Easy Baklava Cheesecake Recipe

Farah's Recipes
Super easy baklava cheesecake recipe made with store-bought phyllo dough that has a crispy crust, a creamy filling. Perfect for holidays or any occasion.
5 from 1 vote
Prep Time 50 minutes
Cook Time 1 hour 10 minutes
Resting Time : 8 hours
Total Time 10 hours
Course Dessert
Cuisine Arabic
Servings 8 pieces

Ingredients
  

  • 12 sheets phylo pastry
  • ½ cup butter or ghee

Cheesecake Filling

  • 300 g cream cheese
  • 90 g condensed milk ¼ cup
  • 25 g sugar 2 tablespoons
  • 1 teaspoon cornflour
  • 2 eggs
  • 1 teaspoon vanilla
  • 1 teaspoon lemon juice
  • 150 g yogurt

Baklava Syrup

  • 1 cup sugar
  • ½ cup water
  • 1 tablespoon lemon juice

Nuts Mixture

  • 100 g Walnut or pistachio
  • ¼ teaspoon cinnamon
  • 2-3 tablespoons baklava syrup

Instructions
 

  • For making baklava syrup: Over high heat, add sugar and water. Stir for 1 minute and bring to a boil. 
  • Once boiling leaves it to boil for 2 -3 minutes on low heat then add lemon juice, continuously stirring for 1 minute then turn off the heat. Set aside to cool.
  • For making the nuts mixture: Chop walnuts into small pieces.

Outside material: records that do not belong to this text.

PR #1628, opened 2026-04-08
chore: add design for provisioning regional VMs

tallaxes:
**Description**

Proposed design for provisioning regional VMs

- [ ] Yes, issue opened: # 
- [ ] No

**Release Note**

```release-note

```

### DIFF
--- a/designs/0009-regional-vm-provisioning.md
+++ b/designs/0009-regional-vm-provisioning.md
@@ -493,44 +493,6 @@ case RegionWideForCapacityType:
 
 The exact mapping from Azure error families to these scopes can be finalized later, but handlers that currently iterate all offerings for an instance type or capacity type need review before regional offerings are added.
 
-#### Option C: AKSNodeClass-Owned Envelope
-
-Generate the full set of zonal and regional offerings, then filter them according to the NodeClass policy before they are exposed to scheduling:
-
-```go
-func filterOfferingsByPlacementPolicy(
-    offerings cloudprovider.Offerings,
-    policy *v1beta1.ZonePlacementPolicy,
-) cloudprovider.Offerings {
-  effectivePolicy := lo.FromPtr(policy)
-  if effectivePolicy == "" {
-    return applyOmittedPlacementPolicy(offerings)
-  }
-  switch effectivePolicy {
-  case v1beta1.ZonePlacementPolicyZonal:
-        return lo.Filter(offerings, func(o *cloudprovider.Offering, _ int) bool {
-            return o.Requirements.Get(corev1.LabelTopologyZone).Any() != zones.Regional
-        })
-    case v1beta1.ZonePlacementPolicyRegional:
-        return lo.Filter(offerings, func(o *cloudprovider.Offering, _ int) bool {
-            return o.Requirements.Get(corev1.LabelTopologyZone).Any() == zones.Regional
-        })
-    case v1beta1.ZonePlacementPolicyAny:
-        return offerings
-    default:
-        return offerings
-    }
-}
-```
-
-`applyOmittedPlacementPolicy` is a placeholder for the product choice described in **Default Policy**: omission can mean `Any`, omission can mean `Compatible`, or omission can be rejected by validation if the field is required.
-
-If the API chooses to expose a named compatibility-preserving mode, it should be called `Compatible` rather than `Default`, and it should preserve today's zonal-only behavior for zone-capable SKUs while keeping regional-only SKUs eligible.
-
-This keeps the compatibility envelope, or any explicit policy, provider-owned. NodePool and pod requirements continue to narrow the filtered offering set in the normal way.
-
-If omission is used as the compatibility-preserving default in a given API version, newly created AKSNodeClasses in that version inherit that same behavior until the default changes or the field is set explicitly.
-
 ### Implementation Notes
 
 - **Dependency: zone `"0"` normalization first.** This design depends on [PR #1615](https://github.com/Azure/karpenter-provider-azure/pull/1615) (fixing [#1384](https://github.com/Azure/karpenter-provider-azure/issues/1384)), which establishes `"0"` as the canonical non-zonal zone value.
@@ -576,16 +538,16 @@ This design uses two different kinds of scheduling labels, and they should not b
 | Label | Present on offerings? | Present on launched nodes? | Workload-schedulable? |
 |---|---|---|---|
 | `topology.kubernetes.io/zone` | Yes | Yes | Yes |
-| `karpenter.azure.com/zone-placement` | Yes, if the chosen design adds it | Only if explicit propagation is implemented | Not by default |
+| `karpenter.azure.com/zone-placement` | Yes | Yes — propagated from the selected offering | Yes, once propagated |
 
 - **`topology.kubernetes.io/zone` is fully workload-facing.** Pods may reference it in `nodeSelector`, `nodeAffinity`, and `topologySpreadConstraints`. For regional nodes, the value is `"0"`.
-- **`karpenter.azure.com/zone-placement` is NodePool/NodeClass-facing only** in the first version. Workload use should be a separate later decision.
+- **`karpenter.azure.com/zone-placement` is propagated to nodes** from the selected offering. NodePools use it to control placement; workloads can also reference it in `nodeSelector` or `nodeAffinity` if needed.
 
 Zone `"0"` is not new to AKS — non-zonal agent pools already produce nodes with this value. Regional Karpenter nodes join an existing topology label space. What changes is the frequency of `"0"` nodes, especially for topology spread. See [Appendix: Azure Zone and Placement Reference](#appendix-azure-zone-and-placement-reference).
 
 ### Observability
 
-- **Placement outcome should be visible through one stable operator-facing surface in the first version.** If `zone-placement` is not projected to nodes, document the canonical place to inspect instead, such as NodeClaims, controller events, or provider logs.
+- **Propagate `zone-placement` to launched nodes.** The selected offering's `zone-placement` value (`zonal` or `regional`) should be set as a label on the node, so operators can inspect placement outcome directly via `kubectl get nodes --show-labels`.
 - **Minimum useful signal:** operators should be able to tell whether a launched node was effectively zonal or regional.
 - **Useful additional signal when practical:** distinguish between explicitly requested regional placement and regional placement reached because compatible zonal offerings were unavailable.
 
--- a/designs/0009-regional-vm-provisioning.md
+++ b/designs/0009-regional-vm-provisioning.md
@@ -1,0 +1,814 @@
+# Regional (Non-Zonal) VM Provisioning Support
+
+## Table of Contents
+
+- [Summary](#summary)
+  - [Goals](#goals)
+  - [Non-Goals](#non-goals)
+- [Motivation](#motivation)
+  - [Problem](#problem)
+  - [Known Issues](#known-issues)
+  - [Background: Azure Zonal vs Regional VMs](#background-azure-zonal-vs-regional-vms)
+  - [Current State](#current-state)
+- [Design Constraints](#design-constraints)
+  - [Placement Envelope vs Allocation Strategy](#placement-envelope-vs-allocation-strategy)
+  - [Zone as Placement Instruction and Topology Dimension](#zone-as-placement-instruction-and-topology-dimension)
+  - [Backward Compatibility](#backward-compatibility)
+- [Design Options](#design-options)
+  - [Options Summary](#options-summary)
+  - [Option A: Zone-Only Offering Model](#option-a-zone-only-offering-model)
+  - [Option B: Explicit Placement Controls](#option-b-explicit-placement-controls)
+  - [Option C: Provider-Owned Placement Policy](#option-c-provider-owned-placement-policy)
+  - [Option D: Silent Fallback in the Provisioning Path](#option-d-silent-fallback-in-the-provisioning-path)
+  - [Preference Pattern: Weighted NodePools](#preference-pattern-weighted-nodepools)
+- [Recommendation](#recommendation)
+  - [Option B Implementation Checklist](#option-b-implementation-checklist)
+  - [Option C: When to Choose Instead](#option-c-when-to-choose-instead)
+  - [Conceptual Code Change](#conceptual-code-change)
+  - [Implementation Notes](#implementation-notes)
+  - [Design Constraints on Future Strategy](#design-constraints-on-future-strategy)
+  - [Validation Matrix](#validation-matrix)
+  - [Rollout Guidance](#rollout-guidance)
+- [Behavioral and Operational Considerations](#behavioral-and-operational-considerations)
+  - [Schedulability](#schedulability)
+  - [Observability](#observability)
+  - [AKS Agent Pool Parity and Mapping](#aks-agent-pool-parity-and-mapping)
+  - [Compatibility Modes and Regional-Only SKUs](#compatibility-modes-and-regional-only-skus)
+  - [Storage and Zone Topology](#storage-and-zone-topology)
+  - [Machine API and Provisioning Path Impact](#machine-api-and-provisioning-path-impact)
+  - [Drift and Upgrade Implications](#drift-and-upgrade-implications)
+- [Open Questions](#open-questions)
+- [References](#references)
+- [Appendix: Azure Zone and Placement Reference](#appendix-azure-zone-and-placement-reference)
+
+## Summary
+
+Support provisioning regional (non-zonal) VMs in Karpenter on Azure for zone-capable SKUs, and provide user-facing controls for regional placement. This enables fallback when zonal offerings are exhausted or restricted, and explicit regional or mixed-mode eligibility when the placement envelope permits it.
+
+The recommended first version widens the default envelope so both zonal and regional offerings are eligible. It pairs that with launch-side selection of one concrete cheapest compatible offering, plus an internal price-first ranking that prefers zonal offerings on equal-price ties. This ranking is the **zonal-preferred tie-break**. The design also requires regional-aware unavailability handling so zonal failures do not accidentally suppress regional fallback.
+
+> **TL;DR:** Add `karpenter.azure.com/zone-placement` as an offering label (Option B), widen the default envelope to include regional offerings for zone-capable SKUs, and apply zonal-preferred tie-breaking so the common case stays zonal-first. This is a behavioral compatibility change for existing unconstrained NodePools.
+
+### Goals
+
+- Enable provisioning of regional (non-zonal) VMs for zone-capable SKUs when all availability zones are exhausted, restricted, or otherwise unavailable
+- Provide explicit user-facing controls for regional placement behavior for zone-capable SKUs, including regional-only and mixed-mode eligibility where appropriate
+- Minimize unexpected behavior changes on upgrade; exact post-upgrade behavior may still change if the resulting placement remains predictable and acceptably close to today's zonal-first behavior
+- Ensure regional offerings work correctly with the existing Machine API and VM provisioning paths
+- Use zone `"0"` consistently to match AKS node labels set by cloud-provider-azure for non-zonal VMs
+
+### Non-Goals
+
+- VMSS-based regional support — Karpenter creates standalone VMs only; VMSS fault domain distribution is out of scope
+- Topology spread constraint automation — users who mix zonal and regional nodes are responsible for configuring topology spread constraints appropriately
+- Proactive zonal capacity or quota management — this design does not add quota-aware scheduling, capacity-aware zone choice, or other predictive handling of Azure zone-specific state; it continues to react to provisioning failures via the UnavailableOfferings cache
+- Changing the zone label semantics for non-zonal VMs — the `topology.kubernetes.io/zone = "0"` value is determined by cloud-provider-azure, not Karpenter
+
+## Motivation
+
+### Problem
+
+This design addresses two distinct problems:
+
+1. **Zonal exhaustion with no regional fallback.** On Azure, a VM SKU that appears zonal (zones listed in the Resource SKUs API) can fail provisioning in every supported zone — due to quota exhaustion, capacity shortage, or subscription restrictions — yet succeed when provisioned without a zone (regional/non-zonal). Regional placement removes the zone constraint, giving Azure access to a larger pool of hardware — including racks not assigned to any availability zone — that zonal requests cannot reach. Today, Karpenter only generates **zonal offerings** for zone-capable SKUs. If all zones are marked unavailable (via the UnavailableOfferings cache), the SKU becomes entirely unprovisionable — even though Azure could place the VM regionally. This is distinct from zone *restrictions* in the Resource SKUs API: when all zones are restricted, skewer returns an empty zone set and the SKU falls through to a regional (`zone="0"`) offering. The gap is specifically for runtime capacity/quota failures where zonal offerings exist but are all marked unavailable.
+
+2. **No user control over regional placement.** There is no mechanism for users to opt into regional placement for zone-capable SKUs — even when they explicitly prefer non-zonal VMs (e.g., for cost-insensitive batch workloads where availability matters more than zone pinning).
+
+### Known Issues
+
+- [Azure/karpenter-provider-azure#1002](https://github.com/Azure/karpenter-provider-azure/issues/1002) — Feature request: run VMs without redundancy options (no availability zone)
+- [Azure/karpenter-provider-azure#1384](https://github.com/Azure/karpenter-provider-azure/issues/1384) — Non-zonal zone label uses `""` instead of `"0"`, breaking topology spread constraints (prerequisite fix, implemented in [PR #1615](https://github.com/Azure/karpenter-provider-azure/pull/1615))
+- [Azure/AKS#5574](https://github.com/Azure/AKS/issues/5574) — NAP cannot assign regional (non-AZ) nodes. Users requesting `zone: 0` only get regional-only SKUs (e.g., `Standard_DS3`), because zone-capable SKUs don't generate regional offerings
+- Reported KAITO request — a GPU SKU cannot currently be provisioned through Karpenter/NAP because zonal placement is blocked in the target environment even though regional placement remains viable
+
+### Background: Azure Zonal vs Regional VMs
+
+Azure VMs can be created **with a zone** (pinned to specific AZ hardware) or **without a zone** (regional — Azure chooses any available hardware in the region, including non-zonal racks). The regional capacity pool is a superset of zonal capacity. A SKU listing zones in the Resource SKUs API means it is zone-capable, not that capacity is guaranteed in those zones — and zone-scoped failures or restrictions do not imply regional restrictions.
+
+Karpenter uses `"0"` as the zone value for non-zonal offerings because it must match the actual AKS node label: cloud-provider-azure reads the fault domain number from ARM (always `0` for standalone VMs) and sets it as `topology.kubernetes.io/zone`. See [#1384](https://github.com/Azure/karpenter-provider-azure/issues/1384) for the prerequisite fix from `""` to `"0"`.
+
+For detailed Azure zone mechanics, the Resource SKUs API, common failure modes, and zone label semantics, see [Appendix: Azure Zone and Placement Reference](#appendix-azure-zone-and-placement-reference).
+
+### Current State
+
+Today, for a zone-capable SKU (e.g., `Standard_NC24ads_A100_v4` in eastus with zones [1,2,3]), Karpenter generates only zonal offerings:
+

Add chopped walnuts to a bowl then add powder sugar, cinnamon, and 2 tablespoons of syrup. Mix with a spoon until the mixture is combined well. Place the mixture aside.
  • Grease a cheesecake or springform pan with ghee then brush a sheet of the filo pastry and press it onto the bottom and the sides of the pan. Layer with 10 to 12 phyllo pastry sheets and don’t forget to bush each sheer with butter or ghee. ( while working, keep the phyllo covered with a damp towel to prevent it from drying out).
  •  In a stand mixer add the cream cheese and beat it on medium-high speed for 2 minutes then add the condensed milk and the sugar and mix for 2- 3 minutes or until the mixtuer is smooth.
  •  Add the cornflour and mix for 1 minute.
  • After that add the eggs one at a time and vanilla and mix until combined.
  • Finally, add the yogurt and mix with a spatula slowly.
  • Pour the cheesecake filling into the crust and then add the nut mixture randomly to the filling.
  • Bake it in preheated oven at 150 celsius for 60 – 70 minutes or until the center is almost done.
  • Pour the cooled syrup on the edge of the pan.
  • Let it cool for 1 – 2 hours at room tempereture then refrigerate it for 6 – 8 houses preferably overnight.
  • Decorate baklava cheesecake with pistachio or any nuts you like.

Notes

  • All ingredients should be at room temperature.